--- START ---

PR #92, opened 2025-01-22
Add DeepLabV3 model for segmentation

alejandromarcu:
This is a follow up on https://github.com/jonbinney/deep_rabbit_hole/pull/84
Now that the code has been refactored, I can reuse the scaffolding.  There's an experiment to fine tune the segmentation and a new script to show the inference results for segmentation, since it's different from our usual infer

### DIFF
--- a/deep_water_level/src/deep_water_level/data.py
+++ b/deep_water_level/src/deep_water_level/data.py
@@ -28,6 +28,8 @@ class WaterDataset(Dataset):
     def load_annotations(self):
         suffix = self.annotations_file.suffix
         if suffix == ".json":
+            if self.model_name == "DeepLabV3":
+                return self.load_coco_for_segmentation()
             return self.load_coco()
         elif suffix == ".csv":
             return self.load_csv()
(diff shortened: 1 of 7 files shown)


deep_water_level/src/deep_water_level/data.py
```diff
@@ -222,11 +266,13 @@ def get_data_loaders(
             train_dataset,
             batch_size=batch_size,
             shuffle=True,
+            drop_last=True,
         ),
         torch.utils.data.DataLoader(
             test_dataset,
             batch_size=batch_size,
             shuffle=False,
+            drop_last=True,
```
adamantivm, line 275: what is drop_last, here and in the constructor below?

deep_water_level/src/deep_water_level/train.py
```diff
@@ -224,17 +229,22 @@ def do_training(
...
 
-    torch.save(
-        {
-            "model_state_dict": model.state_dict(),
-            "model_args": model_args,
-            "preprocessing_args": preprocessing_args,
-        },
-        output_model_path,
-    )
+    if model_name == "DeepLabV3 QQ can I remove?":
```
adamantivm, line 237: LOL KEDIZE?

deep_water_level/src/deep_water_level/data.py
alejandromarcu: If the last batch has size 1, the training breaks, because it's taken as a single element rather than a batch (not sure why exactly, but seemed like a Pytorch thing).   When you have big batches is unlikely to happen, but since I'm using a batch size of 2, I hit this issue.  Using this parameter would drop the last batch if it's not "full"

deep_water_level/src/deep_water_level/train.py
alejandromarcu: ooops, will fix it

PR #94, opened 2025-01-24
Raspi inference code

adamantivm:
I'm including this script that I use for inference on the raspberry pi.

It's missing more information to understand how I'm using it, but noting how I just had it running for some time using the wrong cropping, I thought it's better to include it in the repo so I can have some review from you guys to help me find stupid errors like this one that I just committed.

From now on, I'm not going to modify the script directly in the raspi anymore, I'm always going to modify it here first and then copy it over.


alejandromarcu (approved):
lgtm

PR #95, opened 2025-01-25
[DO NOT MERGE] WIP: Calculate multiple croppings per inference

adamantivm:


adamantivm:
Merging this even if incomplete as we switch to work on something else, so that we don't lose this - it's deployed on the raspberry pi already.

Issue #229, opened 2017-01-24
Broke mssql Azure connection


jmai00:
I was running fine with mssql driver from build 0.0.7-alpha.19 and earlier. With 0.0.7-alpha.20 and later, I don't get a connection to Azure DB.

In file src/driver/sqlserver/SqlServerDriver.ts, if remove the line 109:
```typescript
options.options = { useUTC: false };
```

--- END ---

## PROMPT
Each record above has to be set down again, word for word.

## FINISHED TASK
PR #92, opened 2025-01-22
Add DeepLabV3 model for segmentation

alejandromarcu:
This is a follow up on https://github.com/jonbinney/deep_rabbit_hole/pull/84
Now that the code has been refactored, I can reuse the scaffolding.  There's an experiment to fine tune the segmentation and a new script to show the inference results for segmentation, since it's different from our usual infer

### DIFF
--- a/deep_water_level/src/deep_water_level/data.py
+++ b/deep_water_level/src/deep_water_level/data.py
@@ -28,6 +28,8 @@ class WaterDataset(Dataset):
     def load_annotations(self):
         suffix = self.annotations_file.suffix
         if suffix == ".json":
+            if self.model_name == "DeepLabV3":
+                return self.load_coco_for_segmentation()
             return self.load_coco()
         elif suffix == ".csv":
             return self.load_csv()
(diff shortened: 1 of 7 files shown)


deep_water_level/src/deep_water_level/data.py
```diff
@@ -222,11 +266,13 @@ def get_data_loaders(
             train_dataset,
             batch_size=batch_size,
             shuffle=True,
+            drop_last=True,
         ),
         torch.utils.data.DataLoader(
             test_dataset,
             batch_size=batch_size,
             shuffle=False,
+            drop_last=True,
```
adamantivm, line 275: what is drop_last, here and in the constructor below?

deep_water_level/src/deep_water_level/train.py
```diff
@@ -224,17 +229,22 @@ def do_training(
...
 
-    torch.save(
-        {
-            "model_state_dict": model.state_dict(),
-            "model_args": model_args,
-            "preprocessing_args": preprocessing_args,
-        },
-        output_model_path,
-    )
+    if model_name == "DeepLabV3 QQ can I remove?":
```
adamantivm, line 237: LOL KEDIZE?

deep_water_level/src/deep_water_level/data.py
alejandromarcu: If the last batch has size 1, the training breaks, because it's taken as a single element rather than a batch (not sure why exactly, but seemed like a Pytorch thing).   When you have big batches is unlikely to happen, but since I'm using a batch size of 2, I hit this issue.  Using this parameter would drop the last batch if it's not "full"

deep_water_level/src/deep_water_level/train.py
alejandromarcu: ooops, will fix it

PR #94, opened 2025-01-24
Raspi inference code

adamantivm:
I'm including this script that I use for inference on the raspberry pi.

It's missing more information to understand how I'm using it, but noting how I just had it running for some time using the wrong cropping, I thought it's better to include it in the repo so I can have some review from you guys to help me find stupid errors like this one that I just committed.

From now on, I'm not going to modify the script directly in the raspi anymore, I'm always going to modify it here first and then copy it over.


alejandromarcu (approved):
lgtm

PR #95, opened 2025-01-25
[DO NOT MERGE] WIP: Calculate multiple croppings per inference

adamantivm:


adamantivm:
Merging this even if incomplete as we switch to work on something else, so that we don't lose this - it's deployed on the raspberry pi already.

Issue #229, opened 2017-01-24
Broke mssql Azure connection


jmai00:
I was running fine with mssql driver from build 0.0.7-alpha.19 and earlier. With 0.0.7-alpha.20 and later, I don't get a connection to Azure DB.

In file src/driver/sqlserver/SqlServerDriver.ts, if remove the line 109:
```typescript
options.options = { useUTC: false };
```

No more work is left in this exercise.